You are commenting using your Google+ account. Log Out / Change )

Connecting to %s

  1. AD says:

    It’s actually Reba McEntire, not McIntyre. Have seen that mistake a million times.

  2. Renee says:

    Matt do we get to see Jonathan Jackson singing? He’s had his own band for years. Looking forward to this show.

  3. Jemeg says:

    The trailer looks pretty good! And I knew that was one of my favs from “Whose Line Is It Anyway,” Chip Esten! Had to look it up and I see he is going by Charles for this one. Seems to have a big part – good luck!

  4. Sue says:

    Already planned to watch…but how that I know Jonathan Jackson is on too!!!

  5. Bella says:

    I’m not particularly a fan of Hayden Panetierre, but I love Connie Britton, so I’ll probably give this show a shot.

  6. Bernie says:

    But it’s a show about country music, so why would they compare her to Taylor Swift…?

    • Hannah says:

      Because Taylor is the next generation of country music.

    • Lace says:

      Taylor is known for having catchy songs that can be played on the country and pop stations. That’s probably why there’s been a comparison between Hayden’s character and Taylor Swift. I think Connie Britton and Hayden Panetierre want you to watch the show without confusing fiction for reality. I kind of like that the show isn’t trying to be Glee with all the guest stars.

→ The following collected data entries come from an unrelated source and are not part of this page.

PR #702, opened 2020-08-21
Update packages in vcpkg cache

zrax:
(Moved from #701 due to being in the wrong fork and thus duplicating builds)

The vcpkg cache contains old, stale versions of several packages, which do not get updated automatically by vcpkg install. This ensures they get updated before installing new packages.

This now also removes the old manually-created x86-windows-static-dyncrt triplet in favor of the upstream-supported x86-windows-static-md triplet.

### DIFF
--- a/CMakeLists.txt
+++ b/CMakeLists.txt
@@ -70,6 +70,13 @@ set_package_properties(Python3 PROPERTIES
     TYPE REQUIRED
 )
 
+find_package(EXPAT REQUIRED)
+set_package_properties(EXPAT PROPERTIES
+    URL "http://expat.sourceforge.net/"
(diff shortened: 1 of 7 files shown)


Hoikas:
I RDP'd into an AppVeyor instance that was failing to build zlib, but I couldn't figure out what exactly the problem was. So, I opened Microsoft/vcpkg#13105. Maybe one of their pkgconfig people can figure it out.

Hoikas:
Now we are trying to link against debug libopus 😞

Hoikas:
Ugh, MSYS2 broke between the first and second build configuration. *sigh*

Hoikas:
@Zrax I've fixed all the weird failures -- are these changes OK?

      • I think it also might be because in one of the extended promos that was released in May, there’s a scene with Hayden’s character in the studio and the producers say something along the lines of “Thank God for Auto-Tune.” And I can’t count how many times I’ve seen/heard people say that Taylor is Auto-Tuned more than most. So there’s that as well.

  7. TV watcher says:

    Just watched the pilot and thought it was pretty great. Looking forward to watching it. Nice three dimensional characters. And I thought everyone sounded pretty good too.

  8. chris says:

    Sorry, but I kind of find this a little too comparable to Reba and Taylor Swift. I mean, yeah the younger artist on this show could’ve been blonde (as most of today’s female artists are in country music), but however, there is only 1 reigning Queen (who just happens to be) a redhead, in which the older artist on this show is played not by a brunette or a blonde, but by a redhead. Both of who are on the same label, like Reba and ms. swift (on sister labels……..managed by the same president- Scott Borchetta)……..who has worked every single #1 hit of Reba’s since the early 90’s. And the only reason radio really doesn’t play Reba as much anymore is because of her age……….which she is younger than George Strait, but he still gets played, as well as Alan Jackson. Sorry, but if this show tries to say they didn’t look at Reba and taylor swift for their “inspiration”, I’m not buying it.

    • Mary says:

      It could just be that Connie Britton and Hayden Panetierre were chosen for their talents and not the color of their hair.

  9. Maria says:

    I will watch this for Eric Close (Without a Trace) and Charles Esten (Whose Line is it Anyway?).

  10. Is it possible that I’m one of few who’s watching this because I’m a country music fan? I’ve actually completely forgotten about the political subplot and kind of hope they gloss over that. Can’t wait for the music and the drama! (P.S. Connie and Hayden both seem like sweethearts in real life.)

  11. Erica says:

    I like Nashville a lot, I take a particular interest in Jonathan Jackson aka Avery Barkley ( aka Mud from Camp Nowhere) lol….I think he needs to go Blonde, if he’s going to continue his career as a solo artist on Nashville. The darker crop, which he presently Rocks, works as a Band look, but he should be Blonde, if he going to gain popularity by himself……not saying this is a rule of thumb, but he looks good Blonde ! …. : ) Hopefully someone sees this with some influence ; )

  12. Kathie says:

    If you haven’t watched the series and want a real taste of the music, go back to the April 30 episode, which is the cast, (minus Connie, who had a scheduling conflict). They are doing a concert featuring many of the iconic songs from the whole series, to date. It’s a great cross-section of the music. Don’t be surprised if you get hooked.